Issue #2655, opened 2025-08-13
Segfault on test mcmc/Inference


AoifeHughes:
### Description

Regarding the workflows: https://github.com/TuringLang/Turing.jl/actions/runs/16930815371/job/47975728305?pr=2637

@penelopeysm has linked this to: https://github.com/JuliaLang/julia/pull/54840

penelopeysm:
Still broken on 1.10.11, might just have to accept and deal with it.

PR #2676, opened 2025-09-24
Compatibility with DynamicPPL 0.38 + InitContext

penelopeysm:
It should be noted that due to the changes in DynamicPPL's `src/sampler.jl`, the results of running MCMC sampling on this branch will pretty much always differ from that on the main branch. Thus there is no (easy) way to test full reproducibility of MCMC results (we have to rely instead on statistics for converged chains).

TODO:

- [x] pMCMC (it at least runs and gives sensible results on simple models, proper tests will have to wait for CI to run)
- [x] Gibbs (same as above)
- [x] fix initial_params argument for most samplers to require AbstractInitStrategy
- [x] fix tests
- [x] changelog

Separate PRs:

- [ ] use InitStrategy for optimisation as well

    Note that the three pre-existing InitStrategies can be used directly with optimisation. However, to handle constraints properly, it seems necessary to introduce a new subtype of AbstractInitStrategy. I think this should be a separate PR because it's a fair bit of work.

- [x] fix docs for that argument, wherever it is (there's probably some in AbstractMCMC but it should probably be documented on the main site) EDIT: https://turinglang.org/docs/usage/sampling-options/#specifying-initial-parameters

### DIFF
--- a/HISTORY.md
+++ b/HISTORY.md
@@ -9,6 +9,10 @@ Please see [the DynamicPPL changelog](https://github.com/TuringLang/DynamicPPL.j
 
 A number of functions such as `returned` and `predict` will have substantially better performance in this release.
 
+### `ProductNamedTupleDistribution`
+
+`Distributions.ProductNamedTupleDistribution` can now be used on the right-hand side of `~` in Turing models.
+
 ### Initial parameters
 
 **Initial parameters for MCMC sampling must now be specified in a different form.**


src/mcmc/gibbs.jl
```diff
@@ -445,13 +397,6 @@ function gibbs_initialstep_recursive(
     varnames, varname_vecs_tail... = varname_vecs
     sampler, samplers_tail... = samplers
 
-    # Get the initial values for this component sampler.
-    initial_params_local = if initial_params === nothing
-        nothing
-    else
-        DynamicPPL.subset(vi, varnames)[:]
-    end
```
penelopeysm, line 453: I was quite pleased with this discovery. Previously the initial params had to be subsetted to be the correct length for the conditioned model. That's not only a faff, but also I get a bit scared whenever there's direct VarInfo manipulation like this.

Now, if you use InitFromParams with a NamedTuple/Dict that has extra params, the extra params are just ignored. So no need to subset it at all, just pass it through directly!

src/mcmc/mh.jl
```diff
@@ -178,8 +178,6 @@ get_varinfo(s::MHState) = s.varinfo
 # Utility functions #
 #####################
 
-# TODO(DPPL0.38/penelopeysm): This function should no longer be needed
-# once InitContext is merged.
```
penelopeysm, line 182: unfortunately `set_namedtuple!` is used elsewhere in this file (though it won't appear in this diff) so we can't delete it (yet)

src/mcmc/mh.jl
```diff
@@ -410,13 +398,20 @@ function AbstractMCMC.step(
...
-    retval = DynamicPPL.assume(rng, SampleFromPrior(), dist, vn, vi)
-    return retval
+    # Allow MH to sample new variables from the prior if it's not already present in the
+    # VarInfo.
+    dispatch_ctx = if haskey(vi, vn)
+        DynamicPPL.DefaultContext()
+    else
+        DynamicPPL.InitContext(context.rng, DynamicPPL.InitFromPrior())
+    end
+    return DynamicPPL.tilde_assume!!(dispatch_ctx, right, vn, vi)
```
penelopeysm, line 425: The behaviour of `SampleFromPrior` used to be: if the key is present, don't actually sample, and if it was absent, sample. This if/else replicates the old behaviour.

src/mcmc/particle_mcmc.jl
```diff
@@ -36,30 +36,28 @@ function unset_all_del!(vi::AbstractVarInfo)
...
+    rng::R
+end
+DynamicPPL.NodeTrait(::ParticleMCMCContext) = DynamicPPL.IsLeaf()
+
+struct TracedModel{V<:AbstractVarInfo,M<:Model,E<:Tuple} <: AdvancedPS.AbstractGenericModel
     model::M
-    sampler::S
     varinfo::V
     evaluator::E
+    resample::Bool
```
penelopeysm, line 16: For pMCMC, this Boolean field essentially replaces the del flag. Instead of `set_all_del` and `unset_all_del` we construct new `TracedModel` with this set to true and false respectively.

test/mcmc/ess.jl
```diff
@@ -108,8 +108,12 @@ using Turing
...
         spl_xy = Gibbs(@varname(z) => NUTS(), (@varname(x), @varname(y)) => ESS())
 
-        @test sample(StableRNG(23), xy(), spl_xy, num_samples).value ≈
-            sample(StableRNG(23), x12(), spl_x, num_samples).value
+        chn1 = sample(StableRNG(23), xy(), spl_xy, num_samples)
+        chn2 = sample(StableRNG(23), x12(), spl_x, num_samples)
+
+        @test mean(chn1[:z]) ≈ mean(chn2[:z]) atol = 0.05
+        @test mean(chn1[:x]) ≈ mean(chn2["x[1]"]) atol = 0.05
+        @test mean(chn1[:y]) ≈ mean(chn2["x[2]"]) atol = 0.05
```
penelopeysm: The values are no longer exactly the same (it has something to do with initialisation behaviour which is different for the two models). But we can still check that the results are sensibly similar, which is probably also more meaningful anyway as it means that ESS not only works on both models but also consistently converges regardless of how the model is specified.

test/stdlib/distributions.jl
```diff
@@ -130,7 +130,14 @@ using Turing
...
 
-                            chn = sample(StableRNG(468), m(), HMC(0.05, 20), n_samples)
+                            seed = if dist isa GeneralizedExtremeValue
+                                # GEV is prone to giving really wacky results that are quite
+                                # seed-dependent.
+                                StableRNG(469)
+                            else
+                                StableRNG(468)
+                            end
+                            chn = sample(seed, m(), HMC(0.05, 20), n_samples)
```
penelopeysm, line 140: Case in point:

```julia
julia> using Turing, StableRNGs

julia> dist = GeneralizedExtremeValue(0, 1, 0.5); @model m() = x ~ dist
m (generic function with 2 methods)

julia> mean(dist)
1.5449077018110322

julia> mean(sample(StableRNG(468), m(), HMC(0.05, 20), 10000; progress=false))
Mean
  parameters      mean
      Symbol   Float64

           x    3.9024


julia> mean(sample(StableRNG(469), m(), HMC(0.05, 20), 10000; progress=false))
Mean
  parameters      mean
      Symbol   Float64

           x    1.5868
```

penelopeysm:
For the record, 11 failing CI jobs is the expected number:

- 8x failing jobs because `[sources]` is not understood on 1.10
- 3x failing jobs because Libtask 1.12

There is also the failing job caused by base Julia segfault (#2655), but that's on 1.10 so overlaps with the first category.

penelopeysm:
@mhauru, I haven't run CI against the latest revisions like removal of the del flag, but I think this might be meaty enough as it stands and also any adjustments arising from that PR (like renaming islinked) should be quite trivial.

src/mcmc/abstractmcmc.jl
```diff
@@ -1,9 +1,9 @@
 # TODO: Implement additional checks for certain samplers, e.g.
 # HMC not supporting discrete parameters.
 function _check_model(model::DynamicPPL.Model)
-    # TODO(DPPL0.38/penelopeysm): use InitContext
-    spl_model = DynamicPPL.contextualize(model, DynamicPPL.SamplingContext(model.context))
-    return DynamicPPL.check_model(spl_model, VarInfo(); error_on_failure=true)
+    new_context = DynamicPPL.setleafcontext(model.context, DynamicPPL.InitContext())
+    new_model = DynamicPPL.contextualize(model, new_context)
```
mhauru: Isn't there a short-hand for these two lines now?

src/mcmc/mh.jl
```diff
@@ -410,13 +413,25 @@ function AbstractMCMC.step(
...
-#### Compiler interface, i.e. tilde operators.
-####
-function DynamicPPL.assume(
-    rng::Random.AbstractRNG, spl::Sampler{<:MH}, dist::Distribution, vn::VarName, vi
+struct MHContext{R<:AbstractRNG} <: DynamicPPL.AbstractContext
+    rng::R
+end
+DynamicPPL.NodeTrait(::MHContext) = DynamicPPL.IsLeaf()
+
+function DynamicPPL.tilde_assume!!(
```
mhauru, line 415: Why is this needed? Doesn't MH just use `init` to get initial values like any other sampler, and then evaluate logpdfs on proposed steps?

Also, this looks like dynamical dispatch, since the context type depends on `haskey(vi, vn)`, which could be a performance issue.

src/mcmc/particle_mcmc.jl
```diff
@@ -446,48 +450,44 @@ function set_trace_local_varinfo_maybe(vi::AbstractVarInfo)
...
-        DynamicPPL.unset_flag!(vi, vn, "del") # Reference particle parent
-        # TODO(mhauru):
-        # The below is the only line that differs from assume called on SampleFromPrior.
-        # Could we just call assume on SampleFromPrior with a specific rng?
-        r = rand(trng, dist)
-        vi[vn] = DynamicPPL.tovec(r)
+    trng = get_trace_local_rng_maybe(ctx.rng)
+    resample = get_trace_local_resampled_maybe(true)
+
+    dispatch_ctx = if ~haskey(vi, vn) || resample
```
mhauru, line 410: Like with MH, I wonder about dynamic dispatch here. Might be unavoidable and/or inconsequential in this case though.

src/mcmc/repeat_sampler.jl
```diff
@@ -81,3 +81,58 @@ function AbstractMCMC.step_warmup(
...
 end
+
+# Need some extra leg work to make RepeatSampler work seamlessly with DynamicPPL models +
+# samplers, instead of generic AbstractMCMC samplers.
+
+function DynamicPPL.init_strategy(spl::RepeatSampler{<:Sampler})
+    return DynamicPPL.init_strategy(spl.sampler)
+end
+
+function AbstractMCMC.sample(
```
mhauru, line 101: I don't see why these became necessary now. Is it something about the type hierarchy around `Sampler`?

test/mcmc/ess.jl
mhauru: While we are at it, shall we add a `≈ -3.0` on the last line?

It's a shame that these don't match exactly any more, but I guess if something about the order of sampling changes in Gibbs or some such then what can you do.

mhauru: Seems you can't chain comparisons under `@test` when using `atol`. I'm superficial enough that that makes me lean towards not checking against `-3.0`.

test/mcmc/is.jl
```diff
@@ -1,63 +1,52 @@
...
+            as = Vector{Float64}(undef, n)
+            bs = Vector{Float64}(undef, n)
 
-        for i in 1:n
-            as[i], bs[i], logps[i] = reference()
+            for i in 1:n
+                as[i] = rand(rng, Normal(4, 5))
+                bs[i] = rand(rng, Normal(as[i], 1))
+            end
+            # logevidence = logsumexp(logps) - log(n)
```
mhauru: Can this line go?

test/mcmc/is.jl
```diff
@@ -1,63 +1,52 @@
...
+        end
 
-        Random.seed!(seed)
-        chain = sample(model, alg, n; check_model=false)
-        sampled = get(chain, [:a, :b, :loglikelihood])
+        alg = IS()
+        N = 1000
+        model = normal()
+        chain = sample(StableRNG(468), model, alg, N)
+        ref = reference(N)
```
mhauru, line 36: Getting quite nit-picky, but could the RNG be an argument to `reference`, to ensure the two instance of `StableRNG(468)` remain in sync?

test/Project.toml
```diff
@@ -77,3 +76,6 @@ StatsBase = "0.33, 0.34"
 StatsFuns = "0.9.5, 1"
 TimerOutputs = "0.5"
 julia = "1.10"
+
+[sources]
+DynamicPPL = {url = "https://github.com/TuringLang/DynamicPPL.jl", rev = "breaking"}
```
mhauru: Leaving this comment just as a reminder that this needs to be removed before merging.

Project.toml
```diff
@@ -90,3 +90,6 @@ julia = "1.10.8"
 [extras]
 DynamicHMC = "bbc10e6e-7c05-544b-b16e-64fede858acb"
 Optim = "429524aa-4258-5aef-a3af-852621145aeb"
+
+[sources]
+DynamicPPL = {url = "https://github.com/TuringLang/DynamicPPL.jl", rev = "breaking"}
```
mhauru: Likewise this.

HISTORY.md
```diff
@@ -1,5 +1,30 @@
...
 
+## DynamicPPL 0.38
+
+Turing.jl v0.41 brings with it all the underlying changes in DynamicPPL 0.38.
+
+The only user-facing difference is that initial parameters for MCMC sampling must now be specified in a different form.
+You still need to use the `initial_params` keyword argument to `sample`, but the allowed values are different.
+For almost all samplers in Turing.jl (except `Emcee`) this should now be a `DynamicPPL.AbstractInitStrategy`.
+
+TODO LINK TO DPPL DOCS WHEN THIS IS LIVE
```
mhauru: Likewise a reminder comment.

HISTORY.md
```diff
@@ -1,5 +1,30 @@
...
+
+There are three kinds of initialisation strategies provided out of the box with Turing.jl (they are exported so you can use these directly with `using Turing`):
+
+  - `InitFromPrior()`: Sample from the prior distribution. This is the default for most samplers in Turing.jl (if you don't specify `initial_params`).
+  - `InitFromUniform(a, b)`: Sample uniformly from `[a, b]` in linked space. This is the default for Hamiltonian samplers. If `a` and `b` are not specified it defaults to `[-2, 2]`, which preserves the behaviour in previous versions (and mimics that of Stan).
+  - `InitFromParams(p)`: Explicitly provide a set of initial parameters. **Note: `p` must be either a `NamedTuple` or a `Dict{<:VarName}`; it can no longer be a `Vector`.** Parameters must be provided in unlinked space, even if the sampler later performs linking.
```
mhauru: Do I recall correctly that you did end up implementing the option of providing an unwrapped `NamedTuple` or `Dict` as well?

Oh, also, just came to mind: Does it need to be a `Dict`, or can it be an `AbstractDict`?

penelopeysm:
> I'm wondering about how to merge this.

Personally, I'm not too fussed. I think we discussed this last time round and IIRC you said you'd prefer to keep `breaking` 'clean' and mergeable into main at any given time (apologies if I am misremembering). If that's the case, then we should keep this as the base branch for DPPL 0.38 fixes, until 0.38 is released.

HISTORY.md
penelopeysm: Ah, yes, that's changed now. Will update accordingly. (It's AbstractDict.)

test/mcmc/is.jl
penelopeysm: Gladly deleted

src/mcmc/abstractmcmc.jl
penelopeysm: Yup, fixed

src/mcmc/mh.jl
penelopeysm: The rationale is in the comment right below this:

```julia
    # Allow MH to sample new variables from the prior if it's not already present in the
    # VarInfo.
```

This preserves the old behaviour of MH (see https://github.com/TuringLang/Turing.jl/blob/cabe73fd07b3ddb37b51f6c0c9db66891e179f3c/src/mcmc/mh.jl#L416-L422) where it would sample new variables in models where the set of variables is not fixed (thus, e.g., initialisation might result in a different set of variables).

It directly mimics the old code for SampleFromPrior: https://github.com/TuringLang/DynamicPPL.jl/blob/c1d9b61933a6251fbeac249e8ebf03631f1f25bf/src/context_implementations.jl#L131-L171 which includes the `haskey(vi, vn)` check.

> dynamic dispatch

I don't really understand what is so bad with this. (For what it's worth, I searched online and I can't find any actual explanation, so feel free to enlighten me.) I am just calling a different method, depending on the value of a Boolean which — sure — you can't know it for sure until runtime.

But if the 'not known until runtime' is the main problem, then it seems like literally any code that uses `if haskey(vi, vn)` is already problematic — would it be any better or worse if I were to inline the definitions here?

```julia
if haskey(vi, vn)
    # inline the definition of tilde_assume on DefaultContext here
else
    # inline the definition of tilde_assume on Init here
end
```

Surely that's okay, right, because otherwise it seems incredibly limiting for programming if you can't even use conditionals. So I assume I'm missing something. Like, what's the difference between 'dynamic dispatch' and 'code that uses conditionals because values aren't known until runtime'.

src/mcmc/repeat_sampler.jl
penelopeysm: Yeah, `RepeatSampler` is weird, because it doesn't subtype `InferenceAlgorithm`. So some of the code like default `sample` methods has to be copied over for it. In the past, the methods used to be written for `Union{Sampler{<:InferenceAlgorithm},RepeatSampler}`. I think that's worse because it was less flexible, you couldn't change one without affecting the behaviour of the other.

test/mcmc/is.jl
penelopeysm: The two instances of `StableRNG` are not the same, so there's no need for them to be the same thing: in this line

```julia
@test isapprox(mean(chain[:a]), mean(ref.as); atol=0.1)
```

the respective values are

```julia
julia> mean(chain[:a])
4.019881006005818

julia> mean(ref.as)
4.02356421170837
```

This is because of various things such as check_model, initialisation, ... so the intent of the test isn't to check that they generate exactly the same values, it's to check that `sample(..., IS())` (with a given seed) generates values that are qualitatively similar to hand-rolled IS (with a different given seed), and it just so happens that those given seeds are the same.

penelopeysm: I added a comment to explain the above.

test/mcmc/ess.jl
penelopeysm: Actually, I checked again, and I have no idea why but the values _are_ now the same. Weird. I'm going to add the old test back.

penelopeysm: Also added some accuracy checks for `z` and `y`, wasn't fussed enough to work out what the expected mean for `x` was.

penelopeysm:
Okay, I'm quite happy with where CI on this PR has gotten to. There are a handful of residual failures, which are mostly to do with `Sampler` methods that I removed a bit too early. #2689 properly handles the removal of `Sampler` so I don't feel inclined to chase them down here.

src/mcmc/emcee.jl
```diff
@@ -39,20 +39,18 @@ _get_n_walkers(spl::Sampler{<:Emcee}) = _get_n_walkers(spl.alg)
 function DynamicPPL.init_strategy(spl::Sampler{<:Emcee})
     return fill(DynamicPPL.InitFromPrior(), _get_n_walkers(spl))
 end
+# TODO(penelopeysm / DPPL 0.38) This is type piracy (!!!) The function
+# `_convert_initial_params` will be moved to Turing soon, and this piracy SHOULD be removed
+# in https://github.com/TuringLang/Turing.jl/pull/2689, PLEASE make sure it is!
```
mhauru: Leaving a comment to track that this gets done before merging.

HISTORY.md
```diff
@@ -13,13 +13,16 @@ TODO LINK TO DPPL DOCS WHEN THIS IS LIVE
...
 
   - `InitFromPrior()`: Sample from the prior distribution. This is the default for most samplers in Turing.jl (if you don't specify `initial_params`).
+
   - `InitFromUniform(a, b)`: Sample uniformly from `[a, b]` in linked space. This is the default for Hamiltonian samplers. If `a` and `b` are not specified it defaults to `[-2, 2]`, which preserves the behaviour in previous versions (and mimics that of Stan).
-  - `InitFromParams(p)`: Explicitly provide a set of initial parameters. **Note: `p` must be either a `NamedTuple` or a `Dict{<:VarName}`; it can no longer be a `Vector`.** Parameters must be provided in unlinked space, even if the sampler later performs linking.
+  - `InitFromParams(p)`: Explicitly provide a set of initial parameters. **Note: `p` must be either a `NamedTuple` or an `AbstractDict{<:VarName}`; it can no longer be a `Vector`.** Parameters must be provided in unlinked space, even if the sampler later performs linking.
+    
+      + For this release of Turing.jl, you can also provide a `NamedTuple` or `AbstractDict{<:VarName}` and this will be automatically wrapped in `InitFromParams` for you.
```
mhauru:
```suggestion
      + For this release of Turing.jl, you can also provide a `NamedTuple` or `AbstractDict{<:VarName}` and this will be automatically wrapped in `InitFromParams` for you. This is an intermediate measure for backwards compatibility, and will eventually be removed.
```
I assume since you said "for this release" that this is the case. If not, then I would remove the "for this release" part.

src/mcmc/mh.jl
mhauru: I'm not sure exactly how bad dynamic dispatch is either, and I wondered about the same question you are asking. Clearly some of it has to be okay. One difference to inlining is that without inlining the right method will have to be looked up from some method table at runtime. I'm not sure what exactly that causes, but maybe there are substantial costs there? Maybe those method tables are quite heavy data structures, compared to what the code itself is dealing with?

One the first point, I don't understand why MH needs to do this differently from every other sampler. I feel like whether to fall back to InitContext when evaluating logp for sampling purposes and hitting a `tilde_assume!!` for an unknown variable should be a decision made on a higher level than a sampler's implementation. I get that this is not new behaviour in this PR, though it's clunkyness is exposed in a different way because we now need to create a whole new context for MH.

HISTORY.md
penelopeysm: Technically, it was Hong who said it, but I'm also quite happy to remove it eventually.

src/mcmc/mh.jl
penelopeysm: > dynamic dispatch

I searched a bit more and came across this: https://discourse.julialang.org/t/curious-about-the-internals-of-dynamic-dispatch/102888/8. In this example, there is some object `a::A` but `A` is an abstract type, so the compiler can't figure out which method `f(a)` refers to ahead of time and this is only resolved at runtime.

But here the compiler can perfectly figure out which methods are being used, because both `InitContext` and `DefaultContext` are concrete types. My impression is that what's going on here is not dynamic dispatch — the dispatch itself is static: when I write `tilde_assume(...)` the compiler has enough information to know which method is being referred to. Once `haskey(vi, vn)` is evaluated, there is no more looking things up in method tables. I think the dynamic dispatch thing only happens if the types of the arguments to `tilde_assume!!` are themselves not concrete.

The only downside from the compiler's point of view is that it can't aggressively cut out one branch ahead of time, because it can't figure out which branch it will go down.

Also, there would be issues with type stability if both `tilde_assume!!`s return different types. But that's not a dispatch problem, that's just plain old type stability and that wouldn't be affected if the function definitions were inlined.

> I don't understand why MH needs to do this differently from every other sampler

I don't know either. I am in principle not opposed to cutting this out and just using `DefaultContext`, but I would probably prefer to not make this decision in this PR.

> performance

If it's of any reassurance, I ran the following code on main plus this PR; main comes in at around 0.89 seconds, this PR at 0.83 seconds. (of course, I have no clue why or what made it better! 😄)

```julia
using Turing

J = 8
y = [28, 8, -3, 7, -1, 1, 18, 12]
sigma = [15, 10, 16, 11, 9, 11, 10, 18]

@model function eight_schools_centered(J, y, sigma)
    mu ~ Normal(0, 5)
    tau ~ truncated(Cauchy(0, 5); lower=0)
    theta = Vector{Float64}(undef, J)
    for i in 1:J
        theta[i] ~ Normal(mu, tau)
        y[i] ~ Normal(theta[i], sigma[i])
    end
end

model_esc = eight_schools_centered(J, y, sigma)
@time sample(model_esc, MH(), 10000; progress=false);
```

mhauru: Ah, yes, what you say about dynamic dispatch vs just calling different methods in different branches makes sense. Thanks for thinking this through better than I did.

src/mcmc/particle_mcmc.jl
mhauru: Resolved in the other thread.

mhauru:
A note, mostly for myself: I'm happy with the code in this PR. We should collect other changes related to 0.38 compat into it before merging, since it still leaves things in a broken state. However, once other PRs have been merged into this so that tests pass, and the above reminder comments have been addressed, I'm happy to merge. No need to read through this PR again.

test/Project.toml
penelopeysm: done

Project.toml
penelopeysm: done

src/mcmc/emcee.jl
penelopeysm: done

penelopeysm:
@mhauru Following on from the meeting just now ... is there anything else you'd like to include in 0.41? If not, I'll fix the remaining todo link in the changelog and then we should be good to go.

Optimisation still doesn't use AbstractInitStrategy, but I'm quite happy to leave that out as part of a near-future refactoring of the optimisation API.

mhauru:
On the contrary, if I we've managed to get all tests to pass on a DPPL version with so many changes, I would advocate for releasing this to have a checkpoint and doing more incremental changes.

penelopeysm:
Ah, yes, that's definitely very wise. I'll update the changelog and do the merges.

■ ■ ■ ■

• [How to complete this task]:
What lines in the records above include the string "InitFromParams"? Copy each one.

• [Reply to the task]:
Now, if you use InitFromParams with a NamedTuple/Dict that has extra params, the extra params are just ignored. So no need to subset it at all, just pass it through directly!
+  - `InitFromParams(p)`: Explicitly provide a set of initial parameters. **Note: `p` must be either a `NamedTuple` or a `Dict{<:VarName}`; it can no longer be a `Vector`.** Parameters must be provided in unlinked space, even if the sampler later performs linking.
-  - `InitFromParams(p)`: Explicitly provide a set of initial parameters. **Note: `p` must be either a `NamedTuple` or a `Dict{<:VarName}`; it can no longer be a `Vector`.** Parameters must be provided in unlinked space, even if the sampler later performs linking.
+  - `InitFromParams(p)`: Explicitly provide a set of initial parameters. **Note: `p` must be either a `NamedTuple` or an `AbstractDict{<:VarName}`; it can no longer be a `Vector`.** Parameters must be provided in unlinked space, even if the sampler later performs linking.
+      + For this release of Turing.jl, you can also provide a `NamedTuple` or `AbstractDict{<:VarName}` and this will be automatically wrapped in `InitFromParams` for you.
      + For this release of Turing.jl, you can also provide a `NamedTuple` or `AbstractDict{<:VarName}` and this will be automatically wrapped in `InitFromParams` for you. This is an intermediate measure for backwards compatibility, and will eventually be removed.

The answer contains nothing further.